### Work instruction
Line count for "opened": say how many lines of the data contain it, with no other text.

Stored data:
PR #845, opened 2022-05-18
[CS-2378] Remove fixed face-id icon in favor of BiometryType icon

paulinhapenedo:
### Description

This PR removes the hardcoded `face-id` icon from both the `TransactionConfirmationSheet` component and the SecretDisplay sheet in favor of using the icons mapped by the `BiometricType` enum. Devices with no FaceID, like the iPhone SE in the screenshot, show the touch ID icon. While in the area, I moved the button text into the `strings` file.

There's a known issue with `react-native-keychain` where, in some devices with facial recognition but no actual FaceID capability, the library returns `face-id` as supported biometric type (tested this with a Moto G8: the device doesn't use face as auth but has face recognition capabilities). Will be dealing with that in another PR since it will probably involve trying to update both `react-native-keychain` and `react-native-device-info` or maybe use [Expo Local Authentication](https://github.com/expo/expo/tree/main/packages/expo-local-authentication). Let me know if y'all have tried this before and if it's a path worth exploring :)

- [x] Completes #CS-2378

### Checklist

### Screenshots

Screenshot

### DIFF
--- a/cardstack/src/components/TransactionConfirmationSheet/TransactionConfirmationSheet.tsx
+++ b/cardstack/src/components/TransactionConfirmationSheet/TransactionConfirmationSheet.tsx
@@ -12,6 +12,7 @@ import {
   Text,
   Touchable,
 } from '@cardstack/components';
+import { useBiometricIconProps } from '@cardstack/hooks/useBiometricIconProps';
 import { TransactionConfirmationData } from '@cardstack/types';
 import { layoutEasingAnimation } from '@cardstack/utils';
 
@@ -19,6 +20,7 @@ import {
   DisplayInformation,
   transactionTypeMap,
 } from './displays/DisplayInformation';
+import { strings } from './strings';
 
 export interface TransactionConfirmationDisplayProps {
   dappUrl?: string;
@@ -124,6 +126,8 @@ const SheetFooter = ({
   onCancel,
   onConfirmLoading = false,
 }: TransactionConfirmationDisplayProps) => {
+  const iconProps = useBiometricIconProps();
+
   return (
     <Container
       width="100%"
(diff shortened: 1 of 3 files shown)


cardstack/src/components/TransactionConfirmationSheet/TransactionConfirmationSheet.tsx
```diff
@@ -141,15 +146,15 @@ const SheetFooter = ({
...
         </Button>
         <Button
           loading={onConfirmLoading}
           variant="small"
           onPress={onConfirm}
-          iconProps={{ name: 'face-id' }}
+          iconProps={{ name: biometryIconName }}
         >
-          Confirm
+          {strings.buttons.submit}
```
oidoug, line 156: 👏

oidoug (approved):
Congrats on your first PR!
LGTM 👍

src/components/secret-display/SecretDisplaySection.js
```diff
@@ -100,7 +102,7 @@ export default function SecretDisplaySection({
               {`You need to authenticate in order to access your recovery ${typeLabel}`}
             </Text>
             <Button
-              iconProps={{ name: 'face-id' }}
+              iconProps={{ name: biometryIconName }}
```
danibonilha: nit: we could simplify this step, by using the `useBiometricIconProps` hook, the result can be passed straight to iconProps.

danibonilha (approved):
Congrats on figuring out the biometric stuff and thanks for extracting strings into it's own file, just one small nit  🚀

lukemelia:
Yay, first PR!

src/components/secret-display/SecretDisplaySection.js
paulinhapenedo: Good catch, thanks for the guidance! Updated to use the hook.

PR #63, opened 2016-05-19
Fixed Typo in "Textual expression of Floats"

kit90:
Fixed a typo regarding the meaning of '-' character in float range.


mbunkus:
Thanks.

### Reply to the task
2